◆ Exercise goal ◆
All lines with the word "review" in the material below are required.

◆ Data in this exercise ◆

PR #381, opened 2022-08-02
Remove node version log

coffee-cup:


Milo123459:
Not sure I think this is a good idea. It's good to communicate over that no version could be matched.

coffee-cup:
> Not sure I think this is a good idea. It's good to communicate over that no version could be matched.

Nothing else prints the version number. It just feels weird and out of place. If we want to log we should output it in the build plan or log for everything. This is also a println in the function `version_number_to_pkg` which is a utility that function that should not be globally logging.

Milo123459:
Could we add a way to add fields to the initial box that is shown? We could add a notes section and add this in.

Milo123459 (approved):

coffee-cup:
The box is derived from the build plan. If we want to show additional information on the generation of the build plan, we should setup a proper logging system (i.e. debug/info/warn/error). This would probably get output before the build plan.

PR #387, opened 2022-08-07
feat: suppport for NX monorepos

FinnDore:
## What does this PR address?
Out of the box support for [NX mono repos](https://nx.dev/). ( nexjs apps, express apps and apps that build to an index.js )

- [X] Make sure to follow [GitHub's guide](https://docs.github.com/en/pull-requests/collaborating-with-pull-requests/proposing-changes-to-your-work-with-pull-requests/creating-a-pull-request) on creating PR.
- [x] Did your changes require updates to the documentation? Have you updated those accordingly? - New env var so yes?


src/providers/node.rs
```diff
@@ -83,9 +120,19 @@ impl Provider for NodeProvider {
...
+        if NodeProvider::is_nx_monorepo(app) {
+            let app_name = NodeProvider::get_nx_app_name(app, _env)?.unwrap();
+            build_phase.add_cmd(format!(
+                "{} run build {} --configuration=production",
+                pkg_manager, app_name
+            ));
+            // Remove the package.json so when we run node /dist/**/file.js node does
+            // not look at the package.json and infer things it should not, Such as wether its a es module or not.
+            build_phase.add_cmd("rm /app/package.json".to_owned());
+            build_phase.add_cache_directory(NodeProvider::get_nx_output_path(app, _env).unwrap());
```
FinnDore, line 134: Should I be caching the output folder of the build?

FinnDore:
Think this is ready for a review whenever someone is free 😊

examples/node-nx/.dockerignore
```diff
@@ -0,0 +1 @@
+node_modules
```
coffee-cup, line 1: This file isn't needed

examples/node-nx/.editorconfig
```diff
@@ -0,0 +1,13 @@
+# Editor configuration, see http://editorconfig.org
```
coffee-cup, line 1: This file isn't needed either

src/providers/node.rs
coffee-cup: The cached directories do not appear in the final image so it wouldn't work to cache the build output directory.

src/providers/node.rs
```diff
@@ -83,9 +120,19 @@ impl Provider for NodeProvider {
...
+
+        if NodeProvider::is_nx_monorepo(app) {
+            let app_name = NodeProvider::get_nx_app_name(app, _env)?.unwrap();
+            build_phase.add_cmd(format!(
+                "{} run build {} --configuration=production",
+                pkg_manager, app_name
+            ));
+            // Remove the package.json so when we run node /dist/**/file.js node does
+            // not look at the package.json and infer things it should not, Such as wether its a es module or not.
+            build_phase.add_cmd("rm /app/package.json".to_owned());
```
coffee-cup, line 133: I am a little confused by this. It is not common to remove the package.json file. Why is it necessary in this case? I've run many NX apps without the need for removing this file. I also know a few apps that rely on this app existing in production.

This also won't work if the start command is overriden to be something like `npm run web:start`

src/providers/node.rs
```diff
@@ -143,7 +190,30 @@ impl NodeProvider {
...
     }
 
-    pub fn get_start_cmd(app: &App) -> Result<Option<String>> {
+    pub fn get_start_cmd(app: &App, env: &Environment) -> Result<Option<String>> {
+        if NodeProvider::is_nx_monorepo(app) {
+            let output_path = NodeProvider::get_nx_output_path(app, env)?;
+            let project_json = NodeProvider::get_nx_project_json_for_app(app, env)?;
+
+            let executor = project_json.targets.build.executor;
+            if executor == "@nrwl/next:build" {
```
coffee-cup, line 199: A few comments for the NX start command

- The port shouldn't be set when running a Next app. It should just use the default
- Instead of cd'ing into the directory, I think it is cleaner to start the app with Nx. E.g. `nx run frontend:start`
- The default start command for all NX apps should be running the start command in the app (if it exists). For example for something like Yarn/NX monorepos, each sub-app will have it's own start command that we should use (if it exists). Then we can fallback to running `dist/main.js`

src/providers/node.rs
```diff
@@ -367,6 +437,59 @@ impl NodeProvider {
...
+            return Ok(Some(app_name));
+        }
+
+        if let Ok(nx_json) = app.read_json::<NxJson>("nx.json") {
+            if let Some(default_project) = nx_json.default_project {
+                return Ok(Some(default_project.as_str().unwrap().to_owned()));
+            }
+        }
+
+        return Err(anyhow!("Could not derive nx app to build and run. Please add a default project to your nx config or set NIXPACKS_{}", NX_APP_NAME_ENV_VAR));
```
coffee-cup, line 456: Tip: use the `bail!` macro here as a shorthand for `return Err(anyhow!`

src/providers/node.rs
```diff
@@ -367,6 +437,59 @@ impl NodeProvider {
...
+    }
+
+    pub fn get_nx_project_json_for_app(app: &App, env: &Environment) -> Result<ProjectJson> {
+        let app_name = NodeProvider::get_nx_app_name(app, env)?.unwrap();
+        let project_path = format!("./apps/{}/project.json", app_name);
+        let nx_app_project_json = app.read_json::<ProjectJson>(&project_path);
+
+        if nx_app_project_json.is_err() {
+            return Err(anyhow!(format!(
```
coffee-cup, line 465: Correct me if I am wrong, but I don't think that a `project.json` file is required for all NX apps and the config for each app can be at the project root. In this case I think it makes more sense for this function to return `Result<Option<ProjectJson>>` instead of throwing an error.

src/providers/node.rs
```diff
@@ -367,6 +437,59 @@ impl NodeProvider {
...
+
+    pub fn get_nx_output_path(app: &App, env: &Environment) -> Result<String> {
+        let project_json = NodeProvider::get_nx_project_json_for_app(app, env)?;
+        if project_json.targets.build.options.output_path.is_some() {
+            Ok(project_json
+                .targets
+                .build
+                .options
+                .output_path
+                .unwrap()
```
coffee-cup, line 482: Please no unwrapping. Lets gracefully handle the case where the output path is not set properly.

Same with the unwrap below.

src/providers/node.rs
FinnDore: The reason I chose not to use the `serve` target is that it appears to be for development purposes as it includes a websocket for use with a  debugger and hot-reload on file change. If this is ok we can totally use `nx run <app-name>:serve:production` see the output below. The other three targets that are generated by the default express generator (`@nrwl/express:aplication`) are `lint`, `build` and `test`.

```
npx nx run express-app:serve:production

> nx run express-app:serve:production

chunk (runtime: main) main.js (main) 564 bytes [entry] [rendered]
webpack compiled successfully (02f31e3162b7080a)
Debugger listening on ws://localhost:9229/666612ae-1046-4d7f-aefd-f39ef9b3fc16
Debugger listening on ws://localhost:9229/666612ae-1046-4d7f-aefd-f39ef9b3fc16
For help, see: https://nodejs.org/en/docs/inspector
nx express app works
chunk (runtime: main) main.js (main) 572 bytes [entry] [rendered]
webpack compiled successfully (4275d6c19665a755)
Command failed: taskkill /pid 28756 /T /F
ERROR: The process "28756" not found.

Debugger listening on ws://localhost:9229/f9432e74-f926-4596-8ad1-a6a5175ef466
Debugger listening on ws://localhost:9229/f9432e74-f926-4596-8ad1-a6a5175ef466
For help, see: https://nodejs.org/en/docs/inspector
nx express app works, reload
```

( same story with `@nrwl/node:webpack` )

The reason for deleting the `package.json` was to solve an issue where running `node <path-to-app>/main.js` would have some interaction with the `package.json`. This iirc. Maybe it would be better ( if we don't use the serve target ) to cd into the output folder and run `node main.js`?

```
ReferenceError: require is not defined in ES module scope, you can use import instead
This file is being treated as an ES module because it has a '.js' file extension and '/app/package.json' contains "type": "module". To treat it as a CommonJS script, rename it to use the '.cjs' file extension.
```

examples/node-nx/.editorconfig
FinnDore: Removed

src/providers/node.rs
FinnDore: Oh neat 😊! done this.

src/providers/node.rs
FinnDore: True! It would fail way before they even try to build with nixpacks.

src/providers/node.rs
FinnDore: Good shout, lmk if the changes are good. It certainly looks more readable.

examples/node-nx/.dockerignore
FinnDore: Removed

src/providers/node.rs
FinnDore: Makes sense, deleted this

src/providers/node.rs
FinnDore: Same as the other start commands.

Regarding the port.  The default port is something like 3200, I would expect a website to be hosted on port 80 and without this change, it would not be. removing this the user would have to overnight the start command manually to use port 80. 

Would the default port be acceptable?

src/providers/node.rs
coffee-cup: I agree it doesn't make sense to use the `serve` target. But lots of apps have another separate `start` task/script that is meant for production. If that target is found we can run that command. As for the ES module error, I think that can be solved with a field in the package.json file. If the app was deployed and run in other production environments it would not be common to delete the `package.json` file.

Unfortunately deleting this file is not really feasible with Nixpacks since some users may override the start command with the `NIXPACKS_START_CMD` variable to something like `npm run start`. This should work even for NX apps.

src/providers/node.rs
coffee-cup: For Next apps the port is overridable with the `PORT` environment variable and that is common in many other frameworks. Also, when starting the container, you can map port 3200 inside of the container to any other port on the outside, so the default port in the container does not matter.

tests/docker_run_tests.rs
```diff
@@ -228,6 +228,78 @@ fn test_node() {
     assert!(run_image(name, None).contains("Hello from Node"));
 }
 
+#[test]
+fn test_node_nx_next() {
+    let n = create_network();
+    let config = Config {
+        environment_variables: EnvironmentVariables::from([]),
+        network: Some(n.name.to_string()),
```
coffee-cup, line 236: I believe that creating a network here isn't necessary since the container does not interact with any other containers (so it can be `None`).

src/providers/node.rs
FinnDore: Sounds good to me. I'll get on this change when I can.

src/providers/node.rs
coffee-cup: +1, I agree that start command priority order makes sense.

As for editing package.json, I think it is fairly common to do when running generated code in a production environment. I must admit, I haven't written raw JavaScript in a long time (mainly just TS), but changing the module type in package.json should be okay. The main thing is that we should not be manually deleting these files for the user just to run their code.

tests/docker_run_tests.rs
FinnDore: neat, done this now.

src/providers/node.rs
FinnDore: That's fair, ill get on that tomorrow (hopefully) when I have time, serde should make this easy. Thanks for the insights as well.

src/providers/node.rs
FinnDore: Should be done now. Just the run commands to change as of present.

src/providers/node.rs
```diff
@@ -34,6 +40,37 @@ pub struct PackageJson {
...
+
+#[derive(Debug, Serialize, PartialEq, Deserialize)]
+pub struct Targets {
+    build: Build,
+}
+
+#[derive(Debug, Serialize, PartialEq, Deserialize)]
+pub struct ProjectJson {
+    targets: Targets,
+}
```
coffee-cup, line 72: Can this be moved into an NX module? It isn't clear that these are just for NX monorepos. I think we should have

```
providers/
  node/
    mod.rs
    nx.rs
```

Can use `git mv providers/node.rs providers/node/mod.rs` to cleanly move it over.

FinnDore: Agreed. That git command is neat as well, it worked great once I realised I needed to create the node folder manually 😄.

src/providers/node.rs
FinnDore: Just removed the `rm package.json` step and ran the tests ran fine, so I think I've been lying about the module-type issue. 
Ill make the start command change and then I can asses if its really an issue

JakeCooper:
As a result of this provider, can we revert #382?

FinnDore:
Tbh I have never needed this env var on Railway. Having said that @ChristianIvicevic said not having it causes a sigTerm? I have noticed a sig term on vercel before when using nx but it's very flakey and may be caused by me not setting this env var.

ChristianIvicevic:
`CI=true` makes a lot of sense with Node projects such as disabling watch modes for tools (such as tests) or in the case of Nx disabling the background daemon that caused SIGTERMs.

coffee-cup:
> As a result of this provider, can we revert #382?
> 
> The reason we added it was for the nwl stuff

This PR does not change the fact that `CI=true` is needed. It just adds better first class support for NX apps.

src/providers/node/mod.rs
```diff
@@ -83,9 +96,12 @@ impl Provider for NodeProvider {
 
     fn build(&self, app: &App, _env: &Environment) -> Result<Option<BuildPhase>> {
         let mut build_phase = BuildPhase::default();
+        let pkg_manager = NodeProvider::get_package_manager(app);
 
-        if NodeProvider::has_script(app, "build")? {
-            let pkg_manager = NodeProvider::get_package_manager(app);
+        if NodeProvider::is_nx_monorepo(app) {
+            let app_name = NodeProvider::get_nx_app_name(app, _env)?.unwrap();
+            build_phase.add_cmd(format!("{} run {}:build:production", pkg_manager, app_name));
```
coffee-cup, line 103: Should this be `npm nx run APP:build:production` since this script may not exist. I am seeing this error when building the default NX app.

image

FinnDore: I believe you are correct. I'm refactoring the build command so it works no matter what package manager the user is using. Just didn't get enough time last night  😆

FinnDore:
Think all the ducks are in order now. This should be ready for a re-review whenever you are free next week or so 😀.

coffee-cup (approved):
It's looking good! Can you please fix the linting errors and then I will merge :D

FinnDore:
Done!

FinnDore:
Odd, somehow I missed some. I'll get on that asap tomorrow.

coffee-cup:
I just went ahead and fixed the remaining lint errors (Literally just had to run `cargo clippy --fix`) 😄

◆ Response ◆
Think this is ready for a review whenever someone is free 😊
Think all the ducks are in order now. This should be ready for a re-review whenever you are free next week or so 😀.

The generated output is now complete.